Work instruction. Determine how many lines in the listing hold "record" and give only that number.

-*-

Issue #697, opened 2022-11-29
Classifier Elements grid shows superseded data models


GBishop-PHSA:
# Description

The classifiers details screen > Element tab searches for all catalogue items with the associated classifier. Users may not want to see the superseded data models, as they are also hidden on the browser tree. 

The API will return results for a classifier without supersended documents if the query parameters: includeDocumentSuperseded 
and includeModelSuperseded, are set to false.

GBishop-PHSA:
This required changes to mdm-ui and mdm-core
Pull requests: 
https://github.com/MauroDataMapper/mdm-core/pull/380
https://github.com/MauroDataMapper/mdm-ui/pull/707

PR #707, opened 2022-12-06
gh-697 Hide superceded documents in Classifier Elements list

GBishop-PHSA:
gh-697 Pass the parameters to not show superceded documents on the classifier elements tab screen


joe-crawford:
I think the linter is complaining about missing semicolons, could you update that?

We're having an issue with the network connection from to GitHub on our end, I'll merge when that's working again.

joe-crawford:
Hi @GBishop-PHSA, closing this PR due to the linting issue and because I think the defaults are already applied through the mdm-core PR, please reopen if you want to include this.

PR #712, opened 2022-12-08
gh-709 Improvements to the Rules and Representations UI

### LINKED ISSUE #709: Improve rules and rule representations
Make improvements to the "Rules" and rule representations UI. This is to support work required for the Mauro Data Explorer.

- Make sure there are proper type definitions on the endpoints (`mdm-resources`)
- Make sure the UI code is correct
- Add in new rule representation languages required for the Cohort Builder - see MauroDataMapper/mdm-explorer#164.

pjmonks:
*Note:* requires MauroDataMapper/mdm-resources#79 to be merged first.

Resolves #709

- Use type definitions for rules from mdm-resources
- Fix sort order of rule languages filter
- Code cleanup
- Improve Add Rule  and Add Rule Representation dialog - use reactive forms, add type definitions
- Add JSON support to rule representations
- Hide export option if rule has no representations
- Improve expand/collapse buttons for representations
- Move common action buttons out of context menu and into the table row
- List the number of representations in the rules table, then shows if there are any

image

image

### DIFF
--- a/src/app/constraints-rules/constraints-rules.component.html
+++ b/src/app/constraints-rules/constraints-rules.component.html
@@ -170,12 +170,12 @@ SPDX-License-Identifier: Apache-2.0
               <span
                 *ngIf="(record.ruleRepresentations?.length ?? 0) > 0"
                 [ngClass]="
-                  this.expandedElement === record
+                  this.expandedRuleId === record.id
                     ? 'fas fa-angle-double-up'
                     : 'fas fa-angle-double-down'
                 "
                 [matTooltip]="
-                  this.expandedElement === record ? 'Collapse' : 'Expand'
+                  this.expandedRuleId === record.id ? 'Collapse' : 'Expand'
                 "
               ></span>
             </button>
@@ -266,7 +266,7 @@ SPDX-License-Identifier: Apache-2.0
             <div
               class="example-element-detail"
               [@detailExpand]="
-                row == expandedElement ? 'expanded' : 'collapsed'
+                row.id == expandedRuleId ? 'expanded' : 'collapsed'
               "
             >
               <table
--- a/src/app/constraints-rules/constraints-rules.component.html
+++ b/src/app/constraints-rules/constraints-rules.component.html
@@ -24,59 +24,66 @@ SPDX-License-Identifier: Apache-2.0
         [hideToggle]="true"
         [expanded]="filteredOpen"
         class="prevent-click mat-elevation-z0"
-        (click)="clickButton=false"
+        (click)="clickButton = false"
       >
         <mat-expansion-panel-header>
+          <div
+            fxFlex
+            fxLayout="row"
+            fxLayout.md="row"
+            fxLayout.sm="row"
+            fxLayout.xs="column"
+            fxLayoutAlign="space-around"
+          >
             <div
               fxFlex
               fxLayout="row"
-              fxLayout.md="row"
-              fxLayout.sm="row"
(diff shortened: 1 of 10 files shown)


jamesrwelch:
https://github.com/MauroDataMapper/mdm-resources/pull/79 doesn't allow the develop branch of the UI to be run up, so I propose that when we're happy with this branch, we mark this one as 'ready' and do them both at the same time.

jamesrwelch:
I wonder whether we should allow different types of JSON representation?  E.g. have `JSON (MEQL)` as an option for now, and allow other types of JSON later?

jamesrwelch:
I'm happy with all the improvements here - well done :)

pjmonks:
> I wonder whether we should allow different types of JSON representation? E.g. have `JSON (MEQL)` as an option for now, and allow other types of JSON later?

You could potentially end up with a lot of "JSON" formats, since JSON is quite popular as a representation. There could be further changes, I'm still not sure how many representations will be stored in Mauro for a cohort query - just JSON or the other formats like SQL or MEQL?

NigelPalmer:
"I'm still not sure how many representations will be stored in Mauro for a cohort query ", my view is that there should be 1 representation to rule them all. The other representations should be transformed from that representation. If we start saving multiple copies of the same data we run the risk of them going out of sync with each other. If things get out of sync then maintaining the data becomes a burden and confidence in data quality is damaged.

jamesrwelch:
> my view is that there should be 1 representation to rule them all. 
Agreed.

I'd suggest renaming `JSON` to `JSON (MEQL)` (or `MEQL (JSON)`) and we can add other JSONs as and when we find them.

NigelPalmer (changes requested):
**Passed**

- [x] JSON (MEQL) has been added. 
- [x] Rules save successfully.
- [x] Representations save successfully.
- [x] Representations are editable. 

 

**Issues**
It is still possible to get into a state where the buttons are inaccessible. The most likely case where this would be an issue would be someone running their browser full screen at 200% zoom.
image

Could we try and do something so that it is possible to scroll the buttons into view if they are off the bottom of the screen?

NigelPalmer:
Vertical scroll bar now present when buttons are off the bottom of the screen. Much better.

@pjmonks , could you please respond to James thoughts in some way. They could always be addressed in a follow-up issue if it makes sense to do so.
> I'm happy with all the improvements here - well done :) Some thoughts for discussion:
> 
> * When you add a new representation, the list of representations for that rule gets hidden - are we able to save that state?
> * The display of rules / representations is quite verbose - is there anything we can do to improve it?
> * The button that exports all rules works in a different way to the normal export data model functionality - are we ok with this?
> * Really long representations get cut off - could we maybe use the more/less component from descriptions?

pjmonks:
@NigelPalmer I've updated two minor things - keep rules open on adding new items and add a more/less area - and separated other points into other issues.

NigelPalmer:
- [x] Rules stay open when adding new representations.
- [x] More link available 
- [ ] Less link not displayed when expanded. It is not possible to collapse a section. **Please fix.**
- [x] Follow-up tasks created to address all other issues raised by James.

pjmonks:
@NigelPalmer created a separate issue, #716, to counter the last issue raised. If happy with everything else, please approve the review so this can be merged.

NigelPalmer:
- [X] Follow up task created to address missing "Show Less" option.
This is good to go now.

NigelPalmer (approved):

-*-

Your solution. 5